• [PROBLEM STATEMENT]: Set down exactly the entries below, beginning at their first line and ending at the line with "Remove legacy .gitignore".

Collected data
PR #1060, opened 2023-09-15
Fix issue when removing media in the middle of a paragraph

planarvoid:
### Fix
This PR fixes a crash that's happening when a media item is removed in the middle of a paragraph. The fix is to ignore the spans that are wrapping the media, only to handle the ones starting right after the media end.

### Test
1. Run the unit tests without the fix
2. Notice the `PARAGRAPH span must start at paragraph boundary` exception
3. Run the unit tests with the fix

### Review
@danilo04 


danilo04 (approved):
Hi @planarvoid, thank you for the fix. I tested different escenarios around galleries and other placeholders and everything is working as expected.

PR #598, opened 2026-03-09
Remove legacy .gitignore from config/ and config/settings/

### LINKED ISSUE #597: gitops init does not track config/settings due to legacy .gitignore
Old Canasta-DockerCompose installations have `.gitignore` files in `config/` and `config/settings/` that ignore everything except `.gitignore` itself. When `canasta gitops init` runs, these files prevent `git add` from tracking PHP settings and other configuration files under `config/settings/`.

PR #595 added removal of legacy `.gitignore` files from `extensions/` and `skins/`, but missed `config/` and `config/settings/`.

cicalese:
## Summary

- Extends `removeLegacyGitignores` to also clean `config/` and `config/settings/`, not just `extensions/` and `skins/`
- Without this, old Canasta-DockerCompose installations have `.gitignore` files that prevent `gitops init` from tracking PHP settings and configuration files

## Related issue(s)

Fixes #597

## Test plan

- [x] Confirmed that `config/.gitignore` and `config/settings/.gitignore` exist on a production Canasta instance upgraded from the old template
- [x] Run `canasta gitops init` on an installation with these legacy files — both removed with informational messages and `config/settings/` contents are fully tracked

### DIFF
--- a/cmd/gitops/init.go
+++ b/cmd/gitops/init.go
@@ -330,12 +330,18 @@ func convertToSubmodules(installPath, dirName string) error {
 	return nil
 }
 
-// removeLegacyGitignores removes .gitignore files from extensions/ and skins/
-// that were created by the old Canasta-DockerCompose installation template.
-// These files ignore everything except .gitignore itself, which would prevent
-// gitops from tracking extensions and skins.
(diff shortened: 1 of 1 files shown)


yaronkoren (approved):
Looks good!

PR #627, opened 2026-03-10
Add git-crypt and git config to CI integration workflow

cicalese:
## Summary

- Installs `git-crypt` in the integration workflow (required by gitops test)
- Configures `git user.name`/`user.email` in CI (required for git commit in gitops init)
- Adds `t.Skip` guard to gitops test when `git-crypt` is unavailable

Note: the underlying code issues are fixed separately in #630 (git config check) and #631 (backup restore overwrite). This PR ensures the CI environment has the necessary tools and config.

## Test plan

- [ ] Integration workflow runs without git-crypt/git-config errors
- [ ] All integration tests pass

Fixes the failure in https://github.com/CanastaWiki/Canasta-CLI/actions/runs/22927260846

### DIFF
--- a/.github/workflows/integration.yml
+++ b/.github/workflows/integration.yml
@@ -15,6 +15,8 @@ jobs:
       uses: actions/setup-go@v5
       with:
         go-version: '1.25'
+    - name: Install git-crypt
+      run: sudo apt-get update && sudo apt-get install -y git-crypt
     - name: Add runner to www-data group
       # Canasta containers run as www-data, so bind-mounted directories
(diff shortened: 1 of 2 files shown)


yaronkoren:
Not that I really need to understand this, but - if git-crypt is being installed, why does the test need to check whether it's installed?

cicalese:
In case the install fails, although in that case, the test really should fail. I'm going to remove that check.

cicalese:
Done.

yaronkoren (approved):

PR #636, opened 2026-03-11
Fix gitops status truncating modified file paths

### LINKED ISSUE #635: gitops status truncates first character of modified file paths
## Description

`canasta gitops status` truncates the first character of file paths for modified (but not untracked) files.

For example:
```
Uncommitted changes (6 files):
  onfig/.smw.json                    ← should be config/.smw.json
  xtensions/wikivisor/SkinSettings.php    ← should be extensions/...
```

Untracked files (`??` status) display correctly.

## Root Cause

`HasUncommittedChanges` in `internal/gitops/git.go` calls `strings.TrimSpace()` on each `git status --porcelain` line before extracting the filename at `line[3:]`. For unstaged modifications, the porcelain format uses a space as the first status character (e.g., ` M config/.smw.json`). Trimming converts this to `M config/.smw.json` — only 2 prefix characters instead of 3 — so `line[3:]` clips the first character of the path.

## Fix

Remove the `TrimSpace` on individual lines. The raw porcelain format always has exactly 3 prefix characters (`XY `) before the filename.

cicalese:
## Summary

- Fix `HasUncommittedChanges` stripping the first character from modified file paths in `canasta gitops status` output (e.g. `onfig/.smw.json` instead of `config/.smw.json`)
- Two bugs: per-line `TrimSpace` removed the leading space from ` M` status codes, and whole-output `TrimSpace` also stripped it from the first line
- Replace `TrimSpace` with `TrimRight` for the whole output, remove per-line trimming entirely
- Add unit tests covering porcelain line parsing and leading-space preservation

Fixes #635

## Test plan

- [x] Run `canasta gitops status` on an instance with both unstaged modifications and untracked files
- [x] Verify all file paths are displayed correctly with no truncation
- [x] `go test ./internal/gitops/` passes
- [x] Local integration test with registered Canasta instance confirms ` M config/.smw.json` displays as `config/.smw.json`

### DIFF
--- a/internal/gitops/git.go
+++ b/internal/gitops/git.go
@@ -154,7 +154,9 @@ func HasUncommittedChanges(path string) (bool, []string, error) {
 	if err != nil {
 		return false, nil, fmt.Errorf("git status: %w", err)
 	}
-	output = strings.TrimSpace(output)
+	// Trim only trailing whitespace — leading spaces are significant
+	// in porcelain format (e.g. " M file" means unstaged modification).
+	output = strings.TrimRight(output, " \t\n\r")
 	if output == "" {
 		return false, nil, nil
 	}
--- a/internal/gitops/git.go
+++ b/internal/gitops/git.go
@@ -160,16 +160,14 @@ func HasUncommittedChanges(path string) (bool, []string, error) {
 	}
 	var files []string
 	for _, line := range strings.Split(output, "\n") {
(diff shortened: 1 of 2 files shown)


yaronkoren (approved):
I never knew the term "porcelain" for Git - though apparently I've been using porcelain this whole time!

Issue #608, opened 2026-03-10
Test: add unit tests for repairBrokenSubmodules


cicalese:
## Context

`repairBrokenSubmodules()` in `cmd/gitops/init.go` reads `.gitmodules` and re-registers any submodules that were committed as regular trees (040000) instead of gitlinks (160000 commit). It has no unit test coverage.

## What to test

Add tests in `cmd/gitops/init_test.go` covering:

1. **Broken submodule repaired** — create a git repo with a `.gitmodules` entry and the extension committed as a regular tree (not a submodule). Verify it gets re-registered as a proper submodule (160000 commit in `git ls-tree`).
2. **Healthy submodule unchanged** — create a repo with a properly registered submodule. Verify it returns 0 repaired.
3. **No .gitmodules file** — verify 0 repaired and no error.
4. **Empty .gitmodules** — verify 0 repaired and no error.
5. **Broken gitlink file removed** — create a `.git` file (gitlink) in the extension dir. Verify it is cleaned up during repair.

## Hints

- Use `t.TempDir()` for test directories
- To create the broken state: `git init`, add files, write `.gitmodules` manually, `git add -A`, `git commit` — this commits extensions as trees
- To verify repair: run `git ls-tree HEAD extensions/` and check for `160000` prefix
- The function signature is `repairBrokenSubmodules(installPath string) (int, error)`
- These tests need network access to clone from the submodule URL in `.gitmodules`

Part of #241

ChefYeshpal:
hello, I have tried to solve this issue (test) in my own fork ([here](https://github.com/ChefYeshpal/Canasta-CLI)).
If possible could you please look at it and tell me if something is missing? or if I've misunderstood something?
[Here is the latest commit by me (as of 11 March 2026)](https://github.com/ChefYeshpal/Canasta-CLI/commit/6cd795b9f6cd2d625bf730c24e73aee194f2d96a)

cicalese:
Thanks for taking this on! The test coverage looks solid — you've covered all five scenarios from the issue description, and the helper functions are well-structured.

A few suggestions before opening a PR:

[...]

PR #639, opened 2026-03-12
test(gitops): add unit tests for repairBrokenSubmodules

ChefYeshpal:
## Summary
Adds unit test coverage for repairBrokenSubmodules in cmd/gitops/init_test.go.

## Whats done
- broken submodule committed as a tree is repaired
- healthy submodule is unchanged
- missing .gitmodules returns 0 with no error
- empty .gitmodules returns 0 with no error
- broken gitlink file case is repaired correctly

## Notes
- verifies repaired submodules via git index mode (160000)
- moves git test helpers into cmd/gitops/testutil_test.go for reuse

Reference: #608

### DIFF
--- a/cmd/gitops/init_test.go
+++ b/cmd/gitops/init_test.go
@@ -1,7 +1,10 @@
 package gitops
 
 import (
+	"bytes"
+	"fmt"
 	"os"
+	"os/exec"
 	"path/filepath"
 	"strings"
 	"testing"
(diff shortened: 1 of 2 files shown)


ChefYeshpal:
I didn't check via `golangci-lint` as I didn't have that installed on my system (yet), should I still code correct it and do another pull request?

cicalese:
Thanks for addressing the review feedback — the changes look good. All three suggestions from the issue discussion have been incorporated:

1. The extra `git add -A` / `git commit` is gone — you're now correctly checking the index directly with `ls-files --stage` after repair, which is cleaner.

2. The "broken gitlink file removed" test now asserts 160000 in the index rather than inspecting the `.git` file content — verifying the actual end result.

3. The helpers are in `testutil_test.go` for reuse by future tests.

CI passes (lint + tests). Looks good to merge.

cicalese (approved):
LGTM. Thank you for your contribution!

ChefYeshpal:
nws :> (I dont really know how to close issues haha)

• [WRITTEN SOLUTION]:
PR #1060, opened 2023-09-15
Fix issue when removing media in the middle of a paragraph

planarvoid:
### Fix
This PR fixes a crash that's happening when a media item is removed in the middle of a paragraph. The fix is to ignore the spans that are wrapping the media, only to handle the ones starting right after the media end.

### Test
1. Run the unit tests without the fix
2. Notice the `PARAGRAPH span must start at paragraph boundary` exception
3. Run the unit tests with the fix

### Review
@danilo04 


danilo04 (approved):
Hi @planarvoid, thank you for the fix. I tested different escenarios around galleries and other placeholders and everything is working as expected.

PR #598, opened 2026-03-09
Remove legacy .gitignore from config/ and config/settings/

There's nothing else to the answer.